### What you should do
When a line in the data below includes "definition", pick it out and copy it.

§ §

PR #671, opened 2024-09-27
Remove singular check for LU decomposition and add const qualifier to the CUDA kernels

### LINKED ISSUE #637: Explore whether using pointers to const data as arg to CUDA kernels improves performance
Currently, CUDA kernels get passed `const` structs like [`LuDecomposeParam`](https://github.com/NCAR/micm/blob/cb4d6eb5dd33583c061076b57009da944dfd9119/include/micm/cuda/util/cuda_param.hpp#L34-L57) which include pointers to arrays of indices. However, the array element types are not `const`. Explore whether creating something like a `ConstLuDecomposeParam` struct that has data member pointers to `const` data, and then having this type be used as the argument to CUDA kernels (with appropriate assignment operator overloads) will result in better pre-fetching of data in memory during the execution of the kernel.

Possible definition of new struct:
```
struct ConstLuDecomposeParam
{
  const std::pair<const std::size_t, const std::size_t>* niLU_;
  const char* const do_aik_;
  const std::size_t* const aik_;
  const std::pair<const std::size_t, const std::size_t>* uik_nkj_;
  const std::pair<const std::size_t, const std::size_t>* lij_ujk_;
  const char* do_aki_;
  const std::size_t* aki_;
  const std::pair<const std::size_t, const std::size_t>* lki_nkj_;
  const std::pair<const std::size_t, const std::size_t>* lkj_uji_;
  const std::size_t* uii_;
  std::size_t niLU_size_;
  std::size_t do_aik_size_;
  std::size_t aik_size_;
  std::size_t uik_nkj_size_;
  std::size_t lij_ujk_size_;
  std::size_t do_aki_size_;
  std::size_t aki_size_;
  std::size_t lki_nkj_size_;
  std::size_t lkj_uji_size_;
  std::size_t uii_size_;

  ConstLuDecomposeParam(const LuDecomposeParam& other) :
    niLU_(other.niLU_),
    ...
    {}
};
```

§ §

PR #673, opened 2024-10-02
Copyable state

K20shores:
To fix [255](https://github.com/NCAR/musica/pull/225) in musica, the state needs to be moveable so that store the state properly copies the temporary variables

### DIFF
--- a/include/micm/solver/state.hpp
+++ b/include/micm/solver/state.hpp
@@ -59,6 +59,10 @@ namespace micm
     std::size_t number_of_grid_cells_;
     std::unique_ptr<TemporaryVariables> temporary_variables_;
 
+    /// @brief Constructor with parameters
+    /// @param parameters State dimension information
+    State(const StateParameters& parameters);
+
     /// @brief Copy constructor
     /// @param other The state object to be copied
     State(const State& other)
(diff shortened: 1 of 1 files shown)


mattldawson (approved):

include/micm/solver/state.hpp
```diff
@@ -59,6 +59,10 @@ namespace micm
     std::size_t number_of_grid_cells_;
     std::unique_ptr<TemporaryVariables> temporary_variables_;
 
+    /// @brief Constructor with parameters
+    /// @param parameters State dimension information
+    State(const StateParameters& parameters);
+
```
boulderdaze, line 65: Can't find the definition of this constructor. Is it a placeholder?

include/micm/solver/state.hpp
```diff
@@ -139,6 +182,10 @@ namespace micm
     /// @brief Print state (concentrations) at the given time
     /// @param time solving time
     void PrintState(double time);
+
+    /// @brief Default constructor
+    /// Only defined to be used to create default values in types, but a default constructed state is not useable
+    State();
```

§ §

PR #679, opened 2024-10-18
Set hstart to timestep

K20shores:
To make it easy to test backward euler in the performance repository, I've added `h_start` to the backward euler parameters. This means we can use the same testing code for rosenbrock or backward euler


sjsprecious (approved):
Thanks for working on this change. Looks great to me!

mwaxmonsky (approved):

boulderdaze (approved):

§ §

### Reply
Possible definition of new struct:
boulderdaze, line 65: Can't find the definition of this constructor. Is it a placeholder?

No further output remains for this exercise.